I'm just wondering if I should "renew my subscription," so to speak.


----------



## tinybutterfly

I have no idea, but I used to LOVE Malto Meal, too! I haven't had it in years!

What are the ingredients that are listed on the side of the box?


----------



## amma_mama

Nutritious? It is processed wheat with some vitamins thrown in, so no great rewards. However, the "original" flavor has nothing bad in it, just semolina, malted barley and fortified/enriched with vitamins. I think that the plain version is just the wheat and vitamins. As long as you stay away from the flavored ones, which have some artificial ingredients, it is not too bad.

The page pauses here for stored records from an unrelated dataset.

PR #3135, opened 2020-10-16
Update stellartoml client

JakeUrban:
Updating the stellartoml client so that the HTTP response includes all SEP-1 attributes

Also changes `addy` parameter to `addr`.


clients/stellartoml/main.go
```diff
@@ -10,98 +10,98 @@ const StellarTomlMaxSize = 100 * 1024
...
 type Principal struct {
-	Name                  string `toml:"name"`
-	Email                 string `toml:"email"`
-	Keybase               string `toml:"keybase"`
-	Telegram              string `toml:"telegram"`
-	Twitter               string `toml:"twitter"`
-	Github                string `toml:"github"`
-	IdPhotoHash           string `toml:"id_photo_hash"`
-	VerificationPhotoHash string `toml:"verification_photo_hash"`
+    Name                  string `toml:"name"`
```
leighmcculloch, line 38: Go is always tabs. The compiler doesn't care, but `gofmt` will always format for tabs. Don't fight it 😄.

JakeUrban: I was kinda mixing the two while adding these attributes and the formatter yelled at me. I figured there were no tabs allowed but maybe its the opposite? I'm not sure when to use tabs vs spaces now. For example, `string `toml:...` is obviously a space.

JakeUrban: Actually it sounds like indentation should always be tabs, otherwise spaces are fine.

leighmcculloch: I think that is right. My editor does it for me so 🤷.

clients/stellartoml/client_test.go
```diff
@@ -1,10 +1,11 @@
 package stellartoml
 
 import (
-	"net/http"
 	"strings"
 	"testing"
 
+	"net/http"
```
howardtw, line 7: Interesting change. My editor doesn't arrange the imports this way. Do you think we can restore it? Don't bother if you can't.

clients/stellartoml/main.go
```diff
@@ -25,21 +28,88 @@ type Client struct {
...
+type Validator struct {
+	Alias       string `toml:"ALIAS"`
+	DisplayName string `toml:"DISPLAY_NAME"`
+	PublicKey   string `toml:"PUBLIC_KEY"`
+	Host        string `toml:"HOST"`
+	History     string `toml:"HISTORY"`
 }
 
-// Response represents the results of successfully resolving a stellar.toml file
 type Response struct {
```
howardtw, line 80: Can we add a link this SEP-1 here so that client will know which version of SEP-1 this response maps to. https://github.com/stellar/stellar-protocol/blob/f8993e36fa6b5b8bba1254c21c2174d250af4958/ecosystem/sep-0001.md

howardtw (approved):
LGTM with some minor suggestions.

clients/stellartoml/main.go
JakeUrban: What good does that do? That link will always go to the current (only) version right?

howardtw: That link has a commit sha so readers will always know which version that is.

JakeUrban: I see, I can add it, but won't it need to be maintained when this code is updated? Shouldn't we assume the TOML version support coincides with the Go SDK version released?

howardtw: > won't it need to be maintained when this code is updated?

That's right. Whenever we add a new field or drop a new field in SEP-10 and adjust the `Response` struct accordingly, we will have to update the link. IMO it's more clear if the client knows which SEP-1 version that this stellartoml client is compatible with.

> Shouldn't we assume the TOML version supported coincides with the Go SDK version released?

Does the Go SDK use this client and have a specific version of TOML that it uses?

JakeUrban: The single `go` repo confuses me, maybe the Go SDK has nothing to do with this client. I'll add the link 👍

I actually buy plain semolina (sooji) from an Indian grocery and add my own flavors (maple or sugar/cinnamon). It is much cheaper than the box and I can control the flavors and amount of sugar. I suppose that you get a malted mix that has no artificial flavors to make your own Malt-o-Meal.


----------



## amberskyfire

I have the original unflavored variety. I don't do anything to it except add honey to sweeten it slightly and sometimes I put some goat milk in it if it's a little too thick.

Ingredients: Wheat farina, malted barley, calcium carbonate, ferric orthophosphate (iron), niacin (niacinamide), Vitamin B6, folate, Vitamin B1, Vitamin B2.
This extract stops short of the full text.